The 21st Santa Barbara International Film Festival, which runs from February 2nd to 12th, will kick off with Oscar-winner Robert Towne‘s Ask The Dust starring Salma Hayek and Colin Farrell and finish with Jason Reitman‘s very sharp and funny Thank You For Smoking with Aaron Eckhardt, Maria Bello, Katie Holmes,Rob Lowe, William H. Macy and Robert Duvall. I don’t recognize the films yet, but there will be discussions with and tributes paid to Towne, Phillip Seymour Hoffman, Heath Ledger, Felicity Huffman, Maria Bello and Naomi Watts. The festival will also present the second annual “Attenborough Award for Excellence in Nature Filmmaking” to director James Cameron (who?…wait a minute…didn’t he direct something about eight or nine years ago…?).

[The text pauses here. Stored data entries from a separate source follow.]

PR #3034, opened 2026-08-07
docs(terraform): clarify create_before_destroy with count/for_each

### LINKED ISSUE #720: `create_before_destroy` behavior on `count`/`for_each` resources is not clearly documented
### Terraform Version

```shell
Terraform v1.4.2
on darwin_arm64
+ provider registry.terraform.io/hashicorp/aws v4.67.0

is 1.11.3. You can update by downloading from https://www.terraform.io/downloads.html
```

### Affected Pages

* https://developer.hashicorp.com/terraform/language/meta-arguments/count
* https://developer.hashicorp.com/terraform/language/meta-arguments/for_each
* https://developer.hashicorp.com/terraform/language/meta-arguments/lifecycle

### What is the docs issue?

The behavior of `create_before_destroy` on a resource collection type using `count` or `for_each` isn't clear from documentation. There are two ways it could be interpreted to behave:

1. Every resource in the collection is an individual resource and `create_before_destroy` is applied to each separately. If a plan wants to both add and delete resources with separate `for_each` keys or `count` indices from the collection, the creates and destroys happen in an undefined order.
2. `create_before_destroy` applies to the collection as a whole. If a plan wants to both add and delete resources with separate `for_each` keys or `count` indices from the collection, all resources to add will be created before any resources to remove are destroyed.

We had a brief production outage because we assumed the latter, but we think we observed the former. The docs do not make it clear which behavior to expect.

### Proposal

Explicitly document how `create_before_destroy` and maybe `lifecycle` arguments in general are applied to resources in a collection and whether any of them apply to the collection as a whole.

### References

_No response_

locker95:
When a resource uses `count` or `for_each`, lifecycle rules like `create_before_destroy` apply per expanded instance, not to the collection as a whole. That distinction wasn't spelled out and is easy to get wrong in production.

Adds a short section under `create_before_destroy` on v1.12–v1.15.

Fixes #720

### DIFF
--- a/content/terraform/v1.12.x/docs/language/meta-arguments/lifecycle.mdx
+++ b/content/terraform/v1.12.x/docs/language/meta-arguments/lifecycle.mdx
@@ -46,6 +46,14 @@ to `false` on resource `B` because that would imply dependency cycles in the gra
 
 When the resource contains a provisioner that runs during the `destroy` operation,  setting `create_before_destroy` to `true` also prevents the provisioner from running. 
 
+#### `create_before_destroy` with `count` and `for_each`
+
+When a resource uses [`count`](/terraform/language/meta-arguments/count) or [`for_each`](/terraform/language/meta-arguments/for_each), Terraform expands it into multiple independent instances. Lifecycle rules such as `create_before_destroy` apply to each instance separately, not to the collection as a whole.
+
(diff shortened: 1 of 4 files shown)


crw:

PR #3035, opened 2026-08-07
docs(vault): clarify Terraform secrets engine anchor token scope

### LINKED ISSUE #1267: Update HCP Terraform Secrets Engine docs to clarify API token types, scope limitations, and usage examples
Current Terraform Secrets Engine documentation [here](https://developer.hashicorp.com/vault/docs/secrets/terraform) is misleading:

- The documentation recommends using a user API token as the root/anchor credential, but does not call out the limitation that user tokens cannot create user tokens for other users. This could lead to a misunderstanding that the Terraform Secrets engine can create short lived user API tokens
- The example shows a user API token for the root/anchor credential and creation of a user role, but does not call out that this would only work for the root/anchor user

locker95:
Makes it clearer that a user API token used as the plugin config credential can only create tokens for that same user—not other users, teams, or the org. Team/org tokens are the right anchor for broader automation.

Touches the HCP Terraform secrets engine page on the current vault docs versions.

Fixes #1267

### DIFF
--- a/content/vault/v1.21.x/content/docs/secrets/terraform.mdx
+++ b/content/vault/v1.21.x/content/docs/secrets/terraform.mdx
@@ -63,6 +63,13 @@ functions. An operator or configuration management tool usually completes these 
     [Organization, legacy team, team, and user roles](#organization-legacy-team-team-and-user-roles) 
     section for additional considerations.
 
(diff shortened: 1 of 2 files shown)


crw:

PR #3039, opened 2026-08-08
docs(terraform): drop jsondecode from mocking override examples

### LINKED ISSUE #732: Remove jsondecode function used in mocks examples
### Terraform Version

```shell
v1.7.0+
```

### Affected Pages

https://developer.hashicorp.com/terraform/language/tests/mocking#overrides-syntax

### What is the docs issue?

In the examples provided to support the explanation, you can find

```
# ./modules/s3_data/main.tf
variable "data_bucket_name" {
  type = string
}
data "aws_s3_object" "data_bucket" {
  bucket = var.data_bucket_name
  key    = "credentials.json"
}
output "data" {
  value = jsondecode(data.aws_s3_object.data_bucket.body)
}
```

Reader Mike Gebert just wrote and said, “The Oscars could be hosted by Jenna Jameson for all I care, but if the Best Picture nominees are Capote, Brokeback Mountain, Crash, Good Night and Good Luck and Munich, then haven’t the Oscars basically become the Independent Spirit Awards and completely severed any ties with the main American moviegoing public?” And I replied, “First of all, Munich probably won’t make it. But otherwise…hello?…Brokeback Mountain is on its way to becoming a sizable popular hit (it hasn’t even begun to be seen by mainstream America), and Crash connected very nicely before going to DVD. And Capote, thank goodness, will now be seen by more people as a result of its likely Oscar nomination for Best Picture. Oscar winners have been huge financial hits in the past, but those days are pretty much over because the big studios have all but taken themselves out of the Oscar-contending game. Are you suggesting that the finalists should be picked from among the biggest moneymakers? It’s an old analogy of mine, but as movieogers we all live in a Planet of the Apes nation with movies for the smart chimps and movies for the gorillas. You know this, and yet you say it’s disappointing that there aren’t more gorilla movies among the likely Best Picture nods? The days of big-studio movies like Gone With the Wind, The Best Years of Our Lives, The Bridge on the River Kwai, My Fair Lady amd The Godfather are over…but the era of Very Good and In Some Cases Emotionally Riveting Films like the ones that are likely to be nominated is now upon us…and that’s that. I’m not saying it would be impossible for a big studio to finance a Gone With the Wind or Bridge on the River Kwai or The Godfather these days, but obviously those days have all but slipped away. You know it, I know it…get used to it.”